L~R's suggestions are a good place to start, though there might be some issues, like he doesn't concatenate values from the two files (as you try to do), and there might be some unexpected results if a given "key" string occurs two or more times in one file but not at all in the other file(s).
As for the code you posted, you're working too hard on things that don't need work, and you've made some wrong assumptions about error checking. In particular:
- It looks like you were using ARGV at some point, then changed to hard-coded file names later on. Stick with using ARGV, and get your input file names from the command line. You can also use the redirection operator (>) on the command line to create the output file -- the command-line interpreter (i.e. the shell, whether windows or *nix) will open the output file for you, and the perl script just needs to print to STDOUT. (Also, the "> outfile" part of the command line does not get placed into @ARGV.):
my $Usage = "Usage: $0 file1 file2 > combined.file\n";
die $Usage unless ( @ARGV == 2 and -f $ARGV[0] and -f $ARGV[1] );
my ($inf1,$inf2) = @ARGV;
- You need to check for errors when opening a file. There may be rare cases when you wouldn't want the script to die on an open failure, but even then, it's good to know whether the open succeeded. (In this case, "die" is called for.)
open( IN1, $inf1 ) or die "Can't open $inf1: $!";
- Your warnings about "Bad data on line ..." when split() returns false might not do what you want; split only returns false if its input string is empty or undef; ($x,$y)=split(/:/,'foo',2); returns true, and assigns nothing to $y. The same applies to $x.=$y or warn "..."; assignment, which only returns false if both $x and $y are empty strings. You need to figure out what condition(s) will identify unusable data (or just the usable data), and test for that specifically; e.g.:
my %file1;
while (<IN1>) {
next unless (/.:./); # maybe warnings aren't needed here
chomp;
my ($key,$val) = split( /:/, $_, 2 );
if ( $key =~ /^\s*$/ ) {
warn "$inf1:$.:Empty key field\n";
next;
}
if ( exists( $file1{$key} )) {
warn "$inf1:$.:Duplicate key string\n";
next; # might want to say more about that
}
# might want to check $val too...
# get here if everything's okay:
$file1{$key} = $val;
}
close IN1;
- Your "continue" blocks seem unnecessary; you would reset line numbers at an eof() if you were taking multiple file names from the command line and reading them all in sequence via a single while(<>) loop; but you aren't doing that (neither is my suggestion above).

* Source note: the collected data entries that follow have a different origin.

PR #632, opened 2022-11-20
Fix atomic ordering in LazyArc

philipc:
Fixes build error:
error: compare_exchange's failure ordering may not be stronger than the success ordering of `Release`


bjorn3:
This has been allowed since https://github.com/rust-lang/rust/pull/98383 which landed in rustc 1.64. Maybe add a comment to that effect?

PR #635, opened 2023-01-06
Add support for XCOFF

bzEq:
XCOFF has different names for debug sections. This PR adds support for XCOFF which is the default object file format on AIX. Tests on AIX server all pass.
```
rg  '(Running)|(passed)' test.log 
2:     Running unittests src/lib.rs (target/debug/deps/gimli-f009eada21901b94)
464:test result: ok. 458 passed; 0 failed; 0 ignored; 0 measured; 0 filtered out; finished in 0.32s
466:     Running tests/convert_self.rs (target/debug/deps/convert_self-6975f7e844e5c08a)
472:test result: ok. 2 passed; 0 failed; 0 ignored; 0 measured; 0 filtered out; finished in 3.04s
474:     Running tests/parse_self.rs (target/debug/deps/parse_self-86a99c3c60cd3793)
488:test result: ok. 10 passed; 0 failed; 0 ignored; 0 measured; 0 filtered out; finished in 0.62s
490:     Running benches/bench.rs (target/debug/deps/bench-74d0874835d90a7c)
517:test result: ok. 23 passed; 0 failed; 0 ignored; 0 measured; 0 filtered out; finished in 0.88s
519:     Running unittests examples/dwarf-validate.rs (target/debug/examples/dwarf_validate-9cebfaaf145a12ef)
523:test result: ok. 0 passed; 0 failed; 0 ignored; 0 measured; 0 filtered out; finished in 0.00s
525:     Running unittests examples/dwarfdump.rs (target/debug/examples/dwarfdump-dfec48f8bc4e68ab)
529:test result: ok. 0 passed; 0 failed; 0 ignored; 0 measured; 0 filtered out; finished in 0.00s
531:     Running unittests examples/simple.rs (target/debug/examples/simple-bfa04b1b769853fc)
535:test result: ok. 0 passed; 0 failed; 0 ignored; 0 measured; 0 filtered out; finished in 0.00s
537:     Running unittests examples/simple_line.rs (target/debug/examples/simple_line-826c47cfd577f13f)
541:test result: ok. 0 passed; 0 failed; 0 ignored; 0 measured; 0 filtered out; finished in 0.00s
```

### DIFF
--- a/src/common.rs
+++ b/src/common.rs
@@ -291,6 +291,7 @@ pub enum SectionId {
 
 impl SectionId {
     /// Returns the ELF section name for this kind.
+    #[cfg(not(target_os = "aix"))]
     pub fn name(self) -> &'static str {
         match self {
             SectionId::DebugAbbrev => ".debug_abbrev",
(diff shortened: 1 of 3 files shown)


src/common.rs
```diff
@@ -318,6 +319,35 @@ impl SectionId {
         }
     }
 
+    /// Returns the XCOFF section name for this kind.
+    #[cfg(target_os = "aix")]
```
philipc, line 323: This library supports parsing non-native binaries, so we can't change the meaning of a method like this (changing it from ELF name to XCOFF name based on target). Instead, we need to keep the `name` method unchanged, and add a new method such as `xcoff_name` that returns the XCOFF name.

src/common.rs
```diff
@@ -318,6 +319,35 @@ impl SectionId {
...
+    pub fn name(self) -> &'static str {
+        match self {
+            SectionId::DebugAbbrev => ".dwabrev",
+            SectionId::DebugAddr => panic!("XCOFF doesn't have debug address section"),
```
philipc, line 327: We can't panic like this. Instead, the `xcoff_name` method should return `Option<&'static str>`.

philipc (changes requested):

philipc:
We don't have file format specific tests currently, and don't really need to because gimli is meant to be independent of the object file format. We do test the dwarfdump example on linux and macos executables in github actions, but I doubt there is a way to do the same for AIX.

Before sending a PR for addr2line, it'd be better to get the dwarfdump example working in this crate too. Maybe it did with your original changes, but it won't now. We'll need to choose section names based on the file format.

philipc (approved):
Thanks!

philipc:
While I'm fine with adding `xcoff_name` as in this PR, I'm not sure that it's actually what we want to use in addr2line and dwarfdump. It would be better if the object crate handled this kind of logic, and `Object::section_by_name` currently already does that for Mach-O. I think it would be okay to change `section_by_name` for XCOFF too by doing string comparisons (and document this). Ideally we'd have something like `Object::dwarf_section_by_id`, but the problem with that is getting a common ID definition from somewhere, because gimli can't depend on object and vice versa.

- When you concatenate $val from the second file onto the value string from the first file, you probably want some sort of separater (space? semicolon? vertical bar?) -- remember that the original colon between key and value was taken away by split:
open( IN2, $inf2 ) or die "Can't open $inf2: $!";
while (<IN2>) {
next unless ( /.:./ );
my ($key,$val) = split( /:/, $_, 2 );
# error checking similar to what was done for $inf1
# ...
# if $key did not occur in $inf1, and if this means that you
# don't want to list it in the final output, then don't put
# it into the hash in the first place
unless ( exists( $file1{$key} )) {
warn "$inf2:$.:Key $key not found in $inf1\n";
next;
}
$file1{$key} .= ";$val";
}
close IN2;
Note that when you redirect STDOUT to a file on the command line, the stuff you print to STDERR will still show up on the terminal (and won't go into the file), which is usually just what you want. If you need to save the warning and error messages in a separate file, some shells (e.g. bash and other "Bourne" variants) let you do this on the command line:
perl_script infile.a infile.b > outfile 2> script.errs
Or you can just
open(STDERR,">script.errs"); at the start of your perl script.